> _EXERCISE DESCRIPTION_
Search the entries below for the word "Grid", then copy each line in which it is found.

> _GIVEN RECORDS_
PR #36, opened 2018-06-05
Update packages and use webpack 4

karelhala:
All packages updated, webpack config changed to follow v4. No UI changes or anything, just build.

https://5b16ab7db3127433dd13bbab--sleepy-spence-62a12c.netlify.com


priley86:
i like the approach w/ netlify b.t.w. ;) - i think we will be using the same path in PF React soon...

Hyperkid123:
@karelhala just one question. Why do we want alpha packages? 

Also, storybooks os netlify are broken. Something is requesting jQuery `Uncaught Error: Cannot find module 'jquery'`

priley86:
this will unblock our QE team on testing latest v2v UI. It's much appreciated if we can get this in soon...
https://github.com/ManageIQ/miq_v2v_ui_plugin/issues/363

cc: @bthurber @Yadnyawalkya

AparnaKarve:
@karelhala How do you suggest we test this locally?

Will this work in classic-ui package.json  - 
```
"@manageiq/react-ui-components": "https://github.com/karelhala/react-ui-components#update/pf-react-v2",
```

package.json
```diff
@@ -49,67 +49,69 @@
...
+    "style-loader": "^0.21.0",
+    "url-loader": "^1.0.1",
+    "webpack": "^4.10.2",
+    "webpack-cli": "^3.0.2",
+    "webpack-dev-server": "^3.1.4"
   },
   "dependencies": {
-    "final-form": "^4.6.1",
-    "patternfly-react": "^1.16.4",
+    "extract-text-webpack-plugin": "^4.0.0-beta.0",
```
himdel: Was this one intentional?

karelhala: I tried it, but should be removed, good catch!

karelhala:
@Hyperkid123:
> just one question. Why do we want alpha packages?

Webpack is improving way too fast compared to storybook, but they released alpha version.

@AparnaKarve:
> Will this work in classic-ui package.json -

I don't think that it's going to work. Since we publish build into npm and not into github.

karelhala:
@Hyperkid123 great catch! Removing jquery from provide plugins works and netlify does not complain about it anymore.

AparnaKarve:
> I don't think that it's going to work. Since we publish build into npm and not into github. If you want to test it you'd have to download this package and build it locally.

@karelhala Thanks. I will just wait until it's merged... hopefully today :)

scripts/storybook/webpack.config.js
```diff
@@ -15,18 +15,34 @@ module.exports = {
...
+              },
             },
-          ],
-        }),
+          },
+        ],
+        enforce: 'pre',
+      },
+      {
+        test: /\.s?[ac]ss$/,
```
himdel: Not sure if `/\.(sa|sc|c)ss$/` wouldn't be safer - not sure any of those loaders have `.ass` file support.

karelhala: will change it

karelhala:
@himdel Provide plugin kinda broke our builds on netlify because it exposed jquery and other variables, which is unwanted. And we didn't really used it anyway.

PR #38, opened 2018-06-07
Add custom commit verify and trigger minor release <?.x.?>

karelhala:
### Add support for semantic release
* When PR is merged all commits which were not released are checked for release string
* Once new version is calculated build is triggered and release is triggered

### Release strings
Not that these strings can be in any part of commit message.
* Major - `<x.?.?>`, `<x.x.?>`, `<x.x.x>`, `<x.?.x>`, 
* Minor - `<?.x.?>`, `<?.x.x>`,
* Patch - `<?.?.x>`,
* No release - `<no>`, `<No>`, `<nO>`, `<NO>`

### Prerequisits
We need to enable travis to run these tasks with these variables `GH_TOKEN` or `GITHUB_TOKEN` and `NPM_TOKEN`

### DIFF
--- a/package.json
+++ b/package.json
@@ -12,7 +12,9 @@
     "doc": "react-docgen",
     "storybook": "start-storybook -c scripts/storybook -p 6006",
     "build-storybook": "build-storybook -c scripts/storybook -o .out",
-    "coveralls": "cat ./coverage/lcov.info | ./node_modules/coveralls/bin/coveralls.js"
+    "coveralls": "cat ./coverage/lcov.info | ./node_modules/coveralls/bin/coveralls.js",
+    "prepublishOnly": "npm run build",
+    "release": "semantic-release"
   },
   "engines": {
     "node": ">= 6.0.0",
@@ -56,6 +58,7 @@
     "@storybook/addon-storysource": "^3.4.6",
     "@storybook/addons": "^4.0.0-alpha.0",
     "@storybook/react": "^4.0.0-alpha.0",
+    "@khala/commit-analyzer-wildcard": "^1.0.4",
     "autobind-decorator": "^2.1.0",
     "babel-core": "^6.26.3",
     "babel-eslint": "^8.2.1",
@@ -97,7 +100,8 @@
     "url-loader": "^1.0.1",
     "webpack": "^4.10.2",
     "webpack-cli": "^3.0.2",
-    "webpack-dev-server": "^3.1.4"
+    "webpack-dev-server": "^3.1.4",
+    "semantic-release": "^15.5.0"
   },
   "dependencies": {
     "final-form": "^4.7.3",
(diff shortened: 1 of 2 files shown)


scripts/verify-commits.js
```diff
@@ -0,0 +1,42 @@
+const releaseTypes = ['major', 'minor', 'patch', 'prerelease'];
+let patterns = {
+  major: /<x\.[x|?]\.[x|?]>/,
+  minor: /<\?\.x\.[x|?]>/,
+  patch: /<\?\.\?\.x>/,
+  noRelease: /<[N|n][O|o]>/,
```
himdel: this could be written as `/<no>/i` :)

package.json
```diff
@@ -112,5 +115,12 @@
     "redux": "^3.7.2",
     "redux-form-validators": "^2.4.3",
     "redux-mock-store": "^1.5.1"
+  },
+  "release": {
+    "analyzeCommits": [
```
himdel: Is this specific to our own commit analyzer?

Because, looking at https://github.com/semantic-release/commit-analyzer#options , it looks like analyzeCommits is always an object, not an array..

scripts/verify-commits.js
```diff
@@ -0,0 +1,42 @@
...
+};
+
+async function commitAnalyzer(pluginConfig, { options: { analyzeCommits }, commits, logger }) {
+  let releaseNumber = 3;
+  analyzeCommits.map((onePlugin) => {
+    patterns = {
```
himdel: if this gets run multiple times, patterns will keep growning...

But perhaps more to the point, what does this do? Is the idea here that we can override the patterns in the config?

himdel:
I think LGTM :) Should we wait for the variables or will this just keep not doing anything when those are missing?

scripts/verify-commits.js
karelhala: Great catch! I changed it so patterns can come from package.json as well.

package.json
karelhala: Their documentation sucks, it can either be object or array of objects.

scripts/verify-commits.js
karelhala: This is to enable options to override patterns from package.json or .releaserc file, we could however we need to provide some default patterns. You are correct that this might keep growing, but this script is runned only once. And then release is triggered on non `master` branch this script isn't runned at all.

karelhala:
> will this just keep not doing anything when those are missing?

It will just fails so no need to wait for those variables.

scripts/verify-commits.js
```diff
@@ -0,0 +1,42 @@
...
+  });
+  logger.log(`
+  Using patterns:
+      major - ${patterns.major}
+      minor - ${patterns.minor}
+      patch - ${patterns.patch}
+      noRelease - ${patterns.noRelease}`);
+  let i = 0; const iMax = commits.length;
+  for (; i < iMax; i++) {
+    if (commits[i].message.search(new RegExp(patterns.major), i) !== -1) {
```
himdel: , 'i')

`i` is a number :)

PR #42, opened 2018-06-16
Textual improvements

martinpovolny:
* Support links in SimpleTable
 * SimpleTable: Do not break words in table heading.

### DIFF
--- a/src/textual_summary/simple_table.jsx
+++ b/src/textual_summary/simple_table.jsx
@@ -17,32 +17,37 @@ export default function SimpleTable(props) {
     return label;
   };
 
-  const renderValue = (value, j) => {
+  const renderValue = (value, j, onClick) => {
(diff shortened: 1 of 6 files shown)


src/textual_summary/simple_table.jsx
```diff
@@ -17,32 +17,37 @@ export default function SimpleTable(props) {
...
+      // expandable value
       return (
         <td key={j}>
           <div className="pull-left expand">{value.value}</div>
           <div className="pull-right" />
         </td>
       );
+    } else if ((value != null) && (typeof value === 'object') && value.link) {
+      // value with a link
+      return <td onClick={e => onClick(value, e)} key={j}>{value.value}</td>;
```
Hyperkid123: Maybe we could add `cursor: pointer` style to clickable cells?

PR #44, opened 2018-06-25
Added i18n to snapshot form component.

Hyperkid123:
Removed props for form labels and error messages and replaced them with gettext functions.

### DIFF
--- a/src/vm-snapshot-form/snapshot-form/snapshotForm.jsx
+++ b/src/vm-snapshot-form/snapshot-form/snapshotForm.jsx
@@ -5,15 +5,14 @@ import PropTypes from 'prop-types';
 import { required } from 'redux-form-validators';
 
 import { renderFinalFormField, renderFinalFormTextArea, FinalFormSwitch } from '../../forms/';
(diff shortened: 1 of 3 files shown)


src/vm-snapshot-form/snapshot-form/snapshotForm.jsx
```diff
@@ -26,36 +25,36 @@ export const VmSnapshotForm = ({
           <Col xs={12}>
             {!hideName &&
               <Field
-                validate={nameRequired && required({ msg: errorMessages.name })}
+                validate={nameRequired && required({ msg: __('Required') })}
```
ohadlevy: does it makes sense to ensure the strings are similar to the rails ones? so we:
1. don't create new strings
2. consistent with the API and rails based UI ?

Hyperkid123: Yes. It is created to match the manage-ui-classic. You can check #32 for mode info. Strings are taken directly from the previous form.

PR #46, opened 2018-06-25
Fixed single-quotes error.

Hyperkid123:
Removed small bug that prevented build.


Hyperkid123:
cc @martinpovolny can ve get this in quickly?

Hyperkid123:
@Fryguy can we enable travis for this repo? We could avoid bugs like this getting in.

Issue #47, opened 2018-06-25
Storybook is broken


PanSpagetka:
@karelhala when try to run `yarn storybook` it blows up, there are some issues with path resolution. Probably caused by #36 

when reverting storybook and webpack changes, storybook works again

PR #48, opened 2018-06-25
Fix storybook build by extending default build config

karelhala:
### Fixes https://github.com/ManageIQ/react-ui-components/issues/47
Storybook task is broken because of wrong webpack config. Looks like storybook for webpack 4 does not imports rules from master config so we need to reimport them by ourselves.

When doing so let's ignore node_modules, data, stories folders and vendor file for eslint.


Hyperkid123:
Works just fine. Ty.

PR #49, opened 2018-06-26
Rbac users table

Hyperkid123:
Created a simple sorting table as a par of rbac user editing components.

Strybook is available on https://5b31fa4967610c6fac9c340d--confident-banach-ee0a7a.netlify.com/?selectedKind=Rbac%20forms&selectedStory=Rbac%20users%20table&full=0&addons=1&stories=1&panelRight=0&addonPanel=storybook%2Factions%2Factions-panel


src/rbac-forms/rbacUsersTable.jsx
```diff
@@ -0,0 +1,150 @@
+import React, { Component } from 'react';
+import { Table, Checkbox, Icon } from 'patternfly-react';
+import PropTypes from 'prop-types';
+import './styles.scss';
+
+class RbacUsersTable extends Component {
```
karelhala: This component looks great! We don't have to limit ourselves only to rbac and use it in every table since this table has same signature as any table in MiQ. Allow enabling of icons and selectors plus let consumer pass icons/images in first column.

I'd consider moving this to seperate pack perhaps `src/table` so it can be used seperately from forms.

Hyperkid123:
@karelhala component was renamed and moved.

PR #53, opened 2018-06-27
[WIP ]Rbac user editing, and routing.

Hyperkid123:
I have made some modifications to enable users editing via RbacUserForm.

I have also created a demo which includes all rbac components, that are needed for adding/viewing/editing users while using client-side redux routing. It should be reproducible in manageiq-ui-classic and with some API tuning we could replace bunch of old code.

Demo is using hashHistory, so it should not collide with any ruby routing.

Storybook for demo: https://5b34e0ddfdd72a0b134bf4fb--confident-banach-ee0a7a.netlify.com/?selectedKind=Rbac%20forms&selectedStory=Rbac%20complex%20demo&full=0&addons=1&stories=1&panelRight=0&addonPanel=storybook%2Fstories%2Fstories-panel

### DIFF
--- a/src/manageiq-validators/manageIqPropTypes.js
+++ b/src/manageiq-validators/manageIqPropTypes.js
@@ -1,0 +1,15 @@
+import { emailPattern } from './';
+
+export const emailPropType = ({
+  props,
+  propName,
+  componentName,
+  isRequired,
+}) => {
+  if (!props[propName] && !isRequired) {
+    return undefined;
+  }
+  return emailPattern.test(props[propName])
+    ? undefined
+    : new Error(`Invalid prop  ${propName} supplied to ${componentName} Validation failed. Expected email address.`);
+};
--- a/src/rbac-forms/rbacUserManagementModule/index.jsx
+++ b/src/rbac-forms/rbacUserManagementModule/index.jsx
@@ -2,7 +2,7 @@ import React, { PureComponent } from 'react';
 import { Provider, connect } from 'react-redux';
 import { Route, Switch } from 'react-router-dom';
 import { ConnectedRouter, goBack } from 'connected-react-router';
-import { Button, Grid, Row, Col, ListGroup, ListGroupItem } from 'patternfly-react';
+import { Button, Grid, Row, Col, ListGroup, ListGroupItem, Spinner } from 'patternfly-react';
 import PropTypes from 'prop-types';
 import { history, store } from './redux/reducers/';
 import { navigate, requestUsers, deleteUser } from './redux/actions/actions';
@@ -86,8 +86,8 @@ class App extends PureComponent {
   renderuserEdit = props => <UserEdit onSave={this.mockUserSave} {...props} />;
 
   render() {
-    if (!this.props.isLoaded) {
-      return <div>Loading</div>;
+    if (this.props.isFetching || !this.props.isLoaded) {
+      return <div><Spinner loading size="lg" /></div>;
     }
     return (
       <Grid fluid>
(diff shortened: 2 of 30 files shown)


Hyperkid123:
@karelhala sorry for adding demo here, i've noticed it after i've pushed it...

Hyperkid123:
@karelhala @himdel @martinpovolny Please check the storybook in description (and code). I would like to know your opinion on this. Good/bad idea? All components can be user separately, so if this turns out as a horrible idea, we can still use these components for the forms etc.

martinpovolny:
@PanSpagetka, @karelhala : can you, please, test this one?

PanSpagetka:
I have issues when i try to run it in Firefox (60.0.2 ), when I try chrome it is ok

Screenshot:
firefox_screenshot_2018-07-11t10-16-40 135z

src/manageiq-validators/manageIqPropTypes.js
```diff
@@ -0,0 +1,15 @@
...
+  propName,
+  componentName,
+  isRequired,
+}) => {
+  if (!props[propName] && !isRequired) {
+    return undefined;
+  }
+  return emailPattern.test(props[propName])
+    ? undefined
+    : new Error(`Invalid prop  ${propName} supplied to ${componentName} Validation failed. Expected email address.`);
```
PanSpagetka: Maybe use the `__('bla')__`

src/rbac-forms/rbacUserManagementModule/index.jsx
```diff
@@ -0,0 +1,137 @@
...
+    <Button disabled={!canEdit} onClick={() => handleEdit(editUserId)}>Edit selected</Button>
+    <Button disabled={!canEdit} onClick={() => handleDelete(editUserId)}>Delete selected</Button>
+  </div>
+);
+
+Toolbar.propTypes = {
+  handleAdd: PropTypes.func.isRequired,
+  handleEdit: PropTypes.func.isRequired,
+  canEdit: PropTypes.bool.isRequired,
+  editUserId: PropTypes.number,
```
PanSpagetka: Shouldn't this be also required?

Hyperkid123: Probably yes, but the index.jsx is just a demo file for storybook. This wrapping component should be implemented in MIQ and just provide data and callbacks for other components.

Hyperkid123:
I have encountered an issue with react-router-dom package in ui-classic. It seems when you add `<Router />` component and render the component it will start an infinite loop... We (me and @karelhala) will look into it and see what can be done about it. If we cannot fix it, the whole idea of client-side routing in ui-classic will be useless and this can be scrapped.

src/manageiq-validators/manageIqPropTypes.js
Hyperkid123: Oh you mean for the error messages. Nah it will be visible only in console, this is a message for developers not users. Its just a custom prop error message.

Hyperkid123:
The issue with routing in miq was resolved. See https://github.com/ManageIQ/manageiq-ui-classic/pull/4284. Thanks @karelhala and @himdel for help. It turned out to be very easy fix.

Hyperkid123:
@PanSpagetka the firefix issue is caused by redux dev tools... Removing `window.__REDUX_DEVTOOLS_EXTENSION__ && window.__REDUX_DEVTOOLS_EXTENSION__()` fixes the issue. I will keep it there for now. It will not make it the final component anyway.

> _RESPONSE AREA_
-import { Button, Grid, Row, Col, ListGroup, ListGroupItem } from 'patternfly-react';
+import { Button, Grid, Row, Col, ListGroup, ListGroupItem, Spinner } from 'patternfly-react';
       <Grid fluid>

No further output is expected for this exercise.